§ 542.006. Periodic Reporting Requirement

542.006. Periodic Reporting Requirement

(a) In this section, “claim” means a written claim filed by a resident of this state with an insurer engaging in business in this state.

(b) If, based on complaints of unfair claim settlement practices under this subchapter, the department finds that an insurer should be subjected to closer supervision with respect to the insurer's claim settlement practices, the department may require the insurer to file periodic reports at intervals the department determines necessary.

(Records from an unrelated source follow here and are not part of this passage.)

Issue #3038, opened 2021-07-14
Errors in new ArrayBuffer / SharedArrayBuffer tests (related to resizable / growable arraybuffers)


marjakh:
Problem 1: using .resizable instead of .growable:

built-ins/SharedArrayBuffer/options-non-object.js
built-ins/SharedArrayBuffer/options-maxbytelength-undefined.js

Problem 2: errors in variable names

built-ins/SharedArrayBuffer/prototype/maxByteLength/this-is-arraybuffer.js uses an undefined variable "sab" (should be "ab")

Problem 3: test is the wrong way around

test/built-ins/SharedArrayBuffer/prototype/growable/this-is-arraybuffer.js

Spec: if it's *not* a SAB, then throw.
Test: if it *is* a SAB, except and error thrown.

Curiously, the test file name is correct, it probably means to test the situation where `this` is an ArrayBuffer, not a SharedArrayBuffer. But the error message in the test is wrong, saying `this` cannot be a SharedArrayBuffer.

jugglinmike:
Thanks for the report! I'll have corrections ready for review later today

jugglinmike:
Here's the patch: gh-3040

PR #3040, opened 2021-07-14
Correct errors in SharedArrayBuffer tests

jugglinmike:
This resolves gh-3038.

### DIFF
--- a/test/built-ins/SharedArrayBuffer/prototype/growable/this-is-arraybuffer.js
+++ b/test/built-ins/SharedArrayBuffer/prototype/growable/this-is-arraybuffer.js
@@ -2,7 +2,7 @@
 // This code is governed by the BSD license found in the LICENSE file.
 /*---
 esid: sec-get-sharedarraybuffer.prototype.growable
-description: Throws a TypeError exception when `this` is an SharedArrayBuffer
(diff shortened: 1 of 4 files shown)


test/built-ins/SharedArrayBuffer/prototype/growable/this-is-arraybuffer.js
```diff
@@ -18,7 +18,7 @@ var growable = Object.getOwnPropertyDescriptor(
 );
 
 var getter = growable.get;
-var ab = new SharedArrayBuffer(4);
+var ab = new ArrayBuffer(4);
```
marjakh, line 21: The error messages below are still wrong.

marjakh (dismissed):
Thanks for the quick fix! Aside the erroneous error message, these changes look correct and they should fix the bug I reported. (Let's see if github allows me to approve them...)

test/built-ins/SharedArrayBuffer/prototype/growable/this-is-arraybuffer.js
jugglinmike: I'm moving a bit too fast for my own good. That's fixed now, too.

rwaldron (approved):

PR #3041, opened 2021-07-14
Cleanup generation code

gibson042:


rwaldron (approved):
I tested this by running `./make.py clean` and then `./make.py build` locally. I was surprised that these changes have no observable difference. Nice refactor!

PR #3043, opened 2021-07-15
Add whitespace-after-regular-expression-literal tests

### LINKED ISSUE #3039: Add tests for all insignificant characters immediately after a regular expression literal
Turns out that JSC tokenizes non-ASCII non-Latin1 WhiteSpace characters after a regular expression literal as part of its flags, and XS doesn't recognize them as WhiteSpace at all:
* https://bugs.webkit.org/show_bug.cgi?id=227944
* https://github.com/Moddable-OpenSource/moddable/issues/665

This repository should include a test verifying that all valid WhiteSpace and LineTerminator characters are insignificant after a regular expression literal, probably similar to the script in the moddable issue.

gibson042:
Fixes #3039

### DIFF
--- a/src/insignificant-input-elements/README.md
+++ b/src/insignificant-input-elements/README.md
@@ -1,0 +1,9 @@
+This directory should contain a `.case` test case file
+for each character that is either [_WhiteSpace_](https://tc39.es/ecma262/#sec-white-space)
+or [_LineTerminator_](https://tc39.es/ecma262/#sec-line-terminators).
+Because the former is defined in terms of the Unicode "Space_Separator" category,
+it can change over time even if the ECMAScript specification does not.
+
+A current list can be fetched as `[:Space_Separator:]` using a tool
+such as the Unicode UnicodeSet utility:
+https://util.unicode.org/UnicodeJsps/list-unicodeset.jsp?a=%5B%3ASpace_Separator%3A%5D&g=&i=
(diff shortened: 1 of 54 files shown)


src/insignificant-input-elements/README.md
```diff
@@ -0,0 +1,9 @@
+This directory should contain a `.case` test case file
+for each character that is either [_WhiteSpace_](https://tc39.es/ecma262/#sec-white-space)
+or [_LineTerminator_](https://tc39.es/ecma262/#sec-line-terminators).
+Because the former is defined in terms of the Unicode "Space_Separator" category,
+it can change over time even if the ECMAScript specification does not.
+
+A current list can be fetched as `[:Space_Separator:]` using a tool
+such as the Unicode UnicodeSet utility:
+https://util.unicode.org/UnicodeJsps/list-unicodeset.jsp?a=%5B%3ASpace_Separator%3A%5D&g=&i=
```
rwaldron, line 9: ❤️

rwaldron (approved):

jugglinmike:
The test generation tool adds the most value in instances with large or non-trivial combinations of testing conditions. With just one template file, the benefit may not be enough to warrant the indirection. I'm thinking of converting these to literal tests (essentially, removing the "case" files and updating the tests' license), and I'm curious about the author's intent. What do you think, @gibson042?

gibson042:
I used the template-and-cases pattern in order to make the whitespace more visible (expressed as a hexadecimal code point rather than an invisible character), and also to more conveniently accommodate future changes in the definition of whitespace. But if those goals can be satisfied equally well in another way, then I doubt I'll object.

PR #3046, opened 2021-07-16
Callable Boundary Realms tests

rwaldron:
### This set of tests is not intended to be exhaustive, but should cover enough ground for an implementation effort to work against.

Either @leobalter or I will be continually adding test material here, until coverage meets our expectations. 

In order to run these: 

1. Make sure you have the latest `test262-harness`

(c) The department shall devise a statistical plan for the periodic reports required under Subsection (b). The plan must contain at a minimum:

(1) the following claims information for the preceding 12 months or from the date of the insurer's last periodic report, whichever period is shorter:

(A) the total number of claims filed, including for each individual claim:

(i) the original amount filed for by the insured; and

(ii) the classification by line of insurance;

(B) the total number of claims denied;

(C) the total number of claims settled, including for each individual claim:

(i) the original amount filed for by the insured;

(ii) the amount settled; and

(iii) the classification by line of insurance; and

(D) the total number of claims for which suits have been instituted against the insurer, including for each individual claim:

(i) the original amount filed for by the insured;

(ii) the amount of final adjudication;

(iii) the reason for the suit; and

(iv) the classification by line of insurance; and

(2) the information required to be maintained by the insurer under Section 542.005.

(d) If at any time the department determines that the requirement to file a periodic report is no longer necessary to accomplish the objectives of this subchapter, the department may rescind the reporting requirement.